_About this task_: Only some lines are wanted. Transcribe, exactly, the lines below from the line with "add custom error message for getUser method" up to and including the line with "I needed to".
### Data supplied
PR #190, opened 2015-05-21
add custom error message for getUser method

Grandiz:
please add ability to response custom error message

### DIFF
--- a/lib/grant.js
+++ b/lib/grant.js
@@ -225,6 +225,7 @@ function usePasswordGrant (done) {
   return this.model.getUser(uname, pword, function (err, user) {
     if (err) return done(error('server_error', false, err));
     if (!user) {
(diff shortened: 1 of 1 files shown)


ruimarinho:
Since 3.0.0 rewrite, you can subclass [OAuthError](http://github.com/oauthjs/node-oauth2-server/blob/cd7776ce19b4e55a0e5800d78e4186c741711b36/lib/errors/oauth-error.js#L14) and pass it a custom `properties` object (like it is done on the [InvalidScopeError](https://github.com/oauthjs/node-oauth2-server/blob/master/lib/errors/invalid-scope-error.js)). You will then be able to set a custom error message as the error will [bubble up to the response](https://github.com/oauthjs/node-oauth2-server/blob/cd7776ce19b4e55a0e5800d78e4186c741711b36/lib/handlers/token-handler.js#L97-L103).

PR #194, opened 2015-06-12
Change error message when missing parameters

dhritzkiv:
When `username` and `password`, the error message should be "invalid_request" not "invalid_client". Made debugging very difficult until I found this.

### DIFF
--- a/lib/grant.js
+++ b/lib/grant.js
@@ -217,7 +217,7 @@ function usePasswordGrant (done) {
   var uname = this.req.body.username,
     pword = this.req.body.password;
   if (!uname || !pword) {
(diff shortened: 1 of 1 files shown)


thomseddon:
Thanks!

This is actually already included in #37 - just need to be careful with merging as it is not backwards compatible

ruimarinho:
@dhritzkiv, indeed - this has been [changed in 3.0.0](http://github.com/oauthjs/node-oauth2-server/blob/27fcc9aa2a61388741a99adb587f59d6b4e5f1fe/lib/grant-types/password-grant-type.js#L79).

PR #196, opened 2015-06-18
hook to handle the access token response

dwieeb:
I needed to be able to alter the response of the access token before it was sent. I think this is a sufficient patch.


thomseddon:
This is turning out to be quite a common request, but I think i'd prefer a more general solution like #115

dwieeb:
I actually don't need this feature anymore and looking back I would have done more to make it more general as you have outlined. Cheers!

PR #197, opened 2015-06-24
renamed token type from bearer to Bearer

omerlh:
On authorization header, the token type expected to Bearer and not bearer. I changed the token the server return after authentication for consistence.

### DIFF
--- a/lib/grant.js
######
_Task result_:
add custom error message for getUser method

Grandiz:
please add ability to response custom error message

### DIFF
--- a/lib/grant.js
+++ b/lib/grant.js
@@ -225,6 +225,7 @@ function usePasswordGrant (done) {
   return this.model.getUser(uname, pword, function (err, user) {
     if (err) return done(error('server_error', false, err));
     if (!user) {
(diff shortened: 1 of 1 files shown)


ruimarinho:
Since 3.0.0 rewrite, you can subclass [OAuthError](http://github.com/oauthjs/node-oauth2-server/blob/cd7776ce19b4e55a0e5800d78e4186c741711b36/lib/errors/oauth-error.js#L14) and pass it a custom `properties` object (like it is done on the [InvalidScopeError](https://github.com/oauthjs/node-oauth2-server/blob/master/lib/errors/invalid-scope-error.js)). You will then be able to set a custom error message as the error will [bubble up to the response](https://github.com/oauthjs/node-oauth2-server/blob/cd7776ce19b4e55a0e5800d78e4186c741711b36/lib/handlers/token-handler.js#L97-L103).

PR #194, opened 2015-06-12
Change error message when missing parameters

dhritzkiv:
When `username` and `password`, the error message should be "invalid_request" not "invalid_client". Made debugging very difficult until I found this.

### DIFF
--- a/lib/grant.js
+++ b/lib/grant.js
@@ -217,7 +217,7 @@ function usePasswordGrant (done) {
   var uname = this.req.body.username,
     pword = this.req.body.password;
   if (!uname || !pword) {
(diff shortened: 1 of 1 files shown)


thomseddon:
Thanks!

This is actually already included in #37 - just need to be careful with merging as it is not backwards compatible

ruimarinho:
@dhritzkiv, indeed - this has been [changed in 3.0.0](http://github.com/oauthjs/node-oauth2-server/blob/27fcc9aa2a61388741a99adb587f59d6b4e5f1fe/lib/grant-types/password-grant-type.js#L79).

PR #196, opened 2015-06-18
hook to handle the access token response

dwieeb:
I needed to be able to alter the response of the access token before it was sent. I think this is a sufficient patch.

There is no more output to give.